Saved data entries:
PR #43919, opened 2026-02-11
Fix sync gradient

SunMarc:
# What does this PR do?

This PR enables to use `sync_each_batch` argument when passing `gradient_accumulation_kwargs` in `AcceleratorConfig`. I'm also removing `adjust_scheduler` docstring as it is not used/enabled for now as we don't prepare the scheduler with accelerate in Trainer. 

Fixes https://github.com/huggingface/transformers/issues/43899


ojh31 (approved):
LGTM, thanks for the quick fix!

qgallouedec (approved):

ArthurZucker (approved):

PR #43921, opened 2026-02-11
Depend on `typer` instead of `typer-slim`

svlandeg:
Hi 👋  Typer maintainer here.

# What does this PR do?

We used to offer `typer-slim` as a more light-weight package, which didn't depend on `rich` and `shellingham`. Unfortuntately, the way it was set up meant that we ran into issues with package managers (e.g. https://github.com/fastapi/typer/issues/1503). We ran a user survey and eventually decided to drop support for `typer-slim` altogether (since [0.22.0](https://github.com/fastapi/typer/releases/tag/0.22.0)). Going forward, it's better to just use `typer` as dependency.

What this means for this repo:
- `shellingham` already was an explicit requirement of `huggingface_hub` so was being pulled in anyway.
- `rich` will now be installed by default (about 12MB). This means that any Typer app will automatically set `rich_markup_mode` to `"rich"` by default (it was `None` when Rich wasn't installed). This can be overwritten when creating a `Typer()` app by setting `rich_markup_mode` to `None`. Alternatively, since Typer 0.22.0 there is a new env var `TYPER_USE_RICH` that you can set to `False` to disable Rich entirely everywhere and always. I'm not super sure what the best solution is for this repo, I did see that `rich` is already included in the `_deps` of `setup.py` though.

A similar [PR](https://github.com/huggingface/huggingface_hub/pull/3797) to `huggingface-hub` has already been merged.

Let me know if there's any concerns/questions!

## Before submitting
- [x] No related Github issue
- [x] I don't think there are documentation changes needed
- [x] I don't think new tests are needed?

## Who can review?


svlandeg:
Hm, I'm not sure why the CI fails, the tests flagged there don't seem related to this particular change 🤔

Rocketknight1:
Thank you for the heads-up, and the PR! A core dep change probably needs a core maintainer so cc @arthurzucker @vasqu @cyrilvallez

Cyrilvallez (approved):
LGTM thanks a lot for the PR!
Tests should pass now with pulling main - otherwise I'll force merge this one!

PR #43923, opened 2026-02-11
Revert #43897

Rocketknight1:
The `no_grad` decorators created problems, especially when new tensors are created! Reverting that PR until we can narrow down exactly which areas are problematic.


Cyrilvallez (approved):
Yup, thanks a lot!
As discussed offline, a backward with an empty Cache should have the same gradient as without Cache - however, due to `torch.cat` inside the Cache `update` method (which will return the same as it is cat'ing with an empty tensor as the Cache is empty), it will return a new tensor with `requires_grad=False` if it is under a `no_grad` context!

PR #43924, opened 2026-02-11
:rotating_light: [`Attn`] Remove all old mask APIs from modeling

vasqu:
As per title, removes the last remains of old mask API usage which means that now everything relies on the new mask API (except for a few exceptions that use 3D masks like idefics)

Adding a deprecation cylce to remove it from modeling utils


vasqu:
run-slow: big_bird,blip_2,bridgetower,clap,flava,ibert,instructblip,instructblipvideo,tapas,vilt

vasqu:
run-slow: align,altclip,big_bird,blip,blip_2,bridgetower,bros,canine,chinese_clip,clap,convbert,flava,ibert,idefics,imagegpt,instructblip,instructblipvideo,layoutlmv3,lightglue,lilt,longformer,longt5,luke,megatron_bert,mpnet,mra,nystromformer,perceiver,pix2struct,pop2piano,rembert,roformer,splinter,squeezebert,superglue,switch_transformers,tapas,tvp,udop,umt5,vilt,visual_bert

vasqu:
run-slow: align,altclip,big_bird,blip,blip_2,bridgetower,bros,canine,chinese_clip,clap,convbert,flava,ibert,idefics,imagegpt,instructblip,instructblipvideo,layoutlmv3,lightglue,lilt,longformer,longt5,luke,megatron_bert,mpnet,mra,nystromformer,perceiver,pix2struct,pop2piano,rembert,roformer,splinter,squeezebert,superglue,switch_transformers,tapas,tvp,udop,umt5,vilt,visual_bert

src/transformers/models/blip/modeling_blip_text.py
```diff
@@ -483,68 +484,6 @@ def get_input_embeddings(self):
     def set_input_embeddings(self, value):
         self.embeddings.word_embeddings = value
 
-    def get_extended_attention_mask(
```
vasqu, line 486: Shouldnt be breaking tbh because the module alternative still exists for now (with the same name) - I think this is a legacy remnant when module utils did not have these yet

src/transformers/models/blip/modeling_blip_text.py
```diff
@@ -661,6 +566,39 @@ def forward(
             cross_attentions=encoder_outputs.cross_attentions,
         )
 
+    def _create_attention_masks(
```
vasqu: I don't like this but it follows the bert pattern where it can be used as either encoder or decoder (with optional cross attn)

src/transformers/models/bridgetower/modeling_bridgetower.py
```diff
@@ -1218,8 +1218,11 @@ def forward(
 
         if attention_mask is None:
             attention_mask = torch.ones(input_shape, dtype=torch.long, device=input_ids.device)
-        extend_text_masks = self.text_model.get_extended_attention_mask(attention_mask, input_shape).to(
-            input_ids.device
+
+        extend_text_masks = create_bidirectional_mask(
+            config=self.config,
+            input_embeds=text_embeds[:, 0:1, :],  # weird case where the mask always wants q_len == 1
```
vasqu: happens a few times, I guess they just like to broadcast internally instead

src/transformers/models/git/modeling_git.py
```diff
@@ -70,34 +70,6 @@ class GitVisionModelOutput(ModelOutput):
     attentions: tuple[torch.FloatTensor, ...] | None = None
 
 
-# Copied from transformers.models.gemma3.modeling_gemma3.token_type_ids_mask_function
```
vasqu: this is not used anymore, not sure why this still existed tbh

src/transformers/models/idefics/modeling_idefics.py
```diff
@@ -1017,30 +1017,26 @@ def forward(
...
 
-        if image_hidden_states is not None:
-            image_batch_size, image_sequence_length, _ = image_hidden_states.size()
-            image_hidden_shape = (image_batch_size, image_sequence_length)
-            if image_attention_mask is None:
-                image_attention_mask = torch.ones(image_hidden_shape, device=device)
-            image_attention_mask = self.invert_attention_mask(image_attention_mask)
-        else:
-            image_attention_mask = None
+        # Mask is in 3D (incompatible with our mask API --> manual expansion)
```
vasqu, line 1021: this is the only case where we cannot avoid doing things manually because our mask API doesnt support 3D masks and tbh I dont think it's worth it for that (one) outlier

src/transformers/models/longformer/modeling_longformer.py
```diff
@@ -1498,16 +1499,22 @@ def forward(
...
+            config=self.config,
+            input_embeds=embedding_output,
+            attention_mask=torch.clamp(attention_mask, min=0, max=1),  # we have a mask of 0, 1, 2 (see bug below)
+            # Force mask creation
+            and_mask_function=lambda *args: torch.tensor(True, dtype=torch.bool),
+        )
+        # Cuts off back to 2D
+        extended_attention_mask = extended_attention_mask[:, 0, 0, :]
+        # Bug in the old mask API converted global masks (==2) to max dtype
+        extended_attention_mask[attention_mask == 2] = torch.finfo(embedding_output.dtype).max
```
vasqu, line 1516: buggy implementation, followed old behavior here

src/transformers/models/mra/modeling_mra.py
```diff
@@ -858,19 +859,24 @@ def forward(
...
             token_type_ids=token_type_ids,
             inputs_embeds=inputs_embeds,
         )
+
+        attention_mask = create_bidirectional_mask(
+            config=self.config,
+            input_embeds=embedding_output[:, 0:1, :],  # Force q_len == 1
+            attention_mask=attention_mask,
+            # Force mask creation
+            and_mask_function=lambda *args: torch.tensor(True, dtype=torch.bool),
```
vasqu, line 874: sometimes forcing the mask if we do expect it downstream

tests/models/bridgetower/test_modeling_bridgetower.py
```diff
@@ -307,7 +307,7 @@ class BridgeTowerModelTest(ModelTesterMixin, PipelineTesterMixin, unittest.TestC
     pipeline_model_mapping = {"feature-extraction": BridgeTowerModel} if is_torch_available() else {}
 
     is_training = False
-
+    test_torch_exportable = False
```
vasqu, line 310: few new failures re export but not worth fixing imo (at least for now)

src/transformers/models/blip/modeling_blip_text.py
Cyrilvallez: Agreed that it's not ideal (especially for creating the mask outside of the main forward, i.e. `create_mask_for_generate`), but still much cleaner than before.
Maybe we can have the paths directly in the `forward` instead of separate function though, wdyt? Oftentimes, I feel like it's easier to follow if we don't use separate functions (since the function is quite simple in itself, just 2 `if`s + mask primitives)

src/transformers/models/bridgetower/modeling_bridgetower.py
Cyrilvallez: If it's only for broadcasting, IMO we should drop this and use full length as always - resulting mask should not change

src/transformers/models/idefics/modeling_idefics.py
Cyrilvallez: Hard agree, let's not bloat general APIs for one old and peculiar model

src/transformers/models/longformer/modeling_longformer.py
Cyrilvallez: Humm, I don't see where the behavior was bugged here before based on the diffs?

src/transformers/modeling_utils.py
```diff
@@ -979,6 +989,11 @@ def get_extended_attention_mask(
         Returns:
             `torch.Tensor` The extended attention mask, with a the same dtype as `attention_mask.dtype`.
         """
+        logger.warning_once(
+            "Detected the usage of `get_extended_attention_mask`: This function is deprecated and will be removed in v5.12.0. "
+            "Please use the new API in `transformers.masking_utils`"
+        )
```
Cyrilvallez, line 995: Can't wait to remove them 🙏

tests/models/bridgetower/test_modeling_bridgetower.py
Cyrilvallez: Alright

Cyrilvallez (approved):
God's work 🙏 Thanks a lot for that, will simplify our lives so much in the future 🤗
I answered directly on most of your comments. but recommenting here to be sure:
- The `def _create_attention_masks` with only 2 `if`/`else` IMO we should remove and put them directly in the forward to ease readability
- For `bridgetower` (and others you mention) where we broadcast the q_len, we should be able to not slice and use usual logic without slicing then broadcasting no? Would be easier
- Not sure about `longformer` -> was it really a bug before? I don't see any issues about 2s in the mask from diffs

src/transformers/models/blip/modeling_blip_text.py
vasqu: Yup, moved them back into the main forward and removed the extra fns

src/transformers/models/longformer/modeling_longformer.py
vasqu: You can only see that it is bugged if you actual look into the mask values (either 0,1, or 2) and what `get_extended_attention_mask` does https://github.com/huggingface/transformers/blob/b75feb2af64c3e29cbbc1bd859958c5432cc7ed4/src/transformers/modeling_utils.py#L1010

Based on that line if you have a value of 2, you get `-1 * -(max dtype) == max dtype`

src/transformers/models/bridgetower/modeling_bridgetower.py
vasqu: This is tied to the old API https://github.com/huggingface/transformers/blob/b75feb2af64c3e29cbbc1bd859958c5432cc7ed4/src/transformers/modeling_utils.py#L998

It always broadcasted along q no matter what and it enabled bad practices imo because the downstream emebedding with the correct shape is probably created at a later time. I don't think it's worth to rewrite the model just for that :sweat_smile:

vasqu:
@Cyrilvallez I think I answered everything:
1. Done, moved it inside and removed the extra fns
2. https://github.com/huggingface/transformers/pull/43924#discussion_r3219213031 - this is tied to the fact that the actual embedding with correct shapes is created at a later time, imo not worth to rewrite the model for that
3. https://github.com/huggingface/transformers/pull/43924#discussion_r3219080392 - that is an actual bug, tried to explain it in that comment but it's not visible through the diff alone

src/transformers/models/longformer/modeling_longformer.py
Cyrilvallez: Not sure why we would have `2`s inside the mask, but trusting you!

Cyrilvallez:
ALright, thanks for the added explanations! All good to me!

- [Problem] Reproduce each line of the entries in which the word "APIs" is found.

- [Written answer]
:rotating_light: [`Attn`] Remove all old mask APIs from modeling
Cyrilvallez: Hard agree, let's not bloat general APIs for one old and peculiar model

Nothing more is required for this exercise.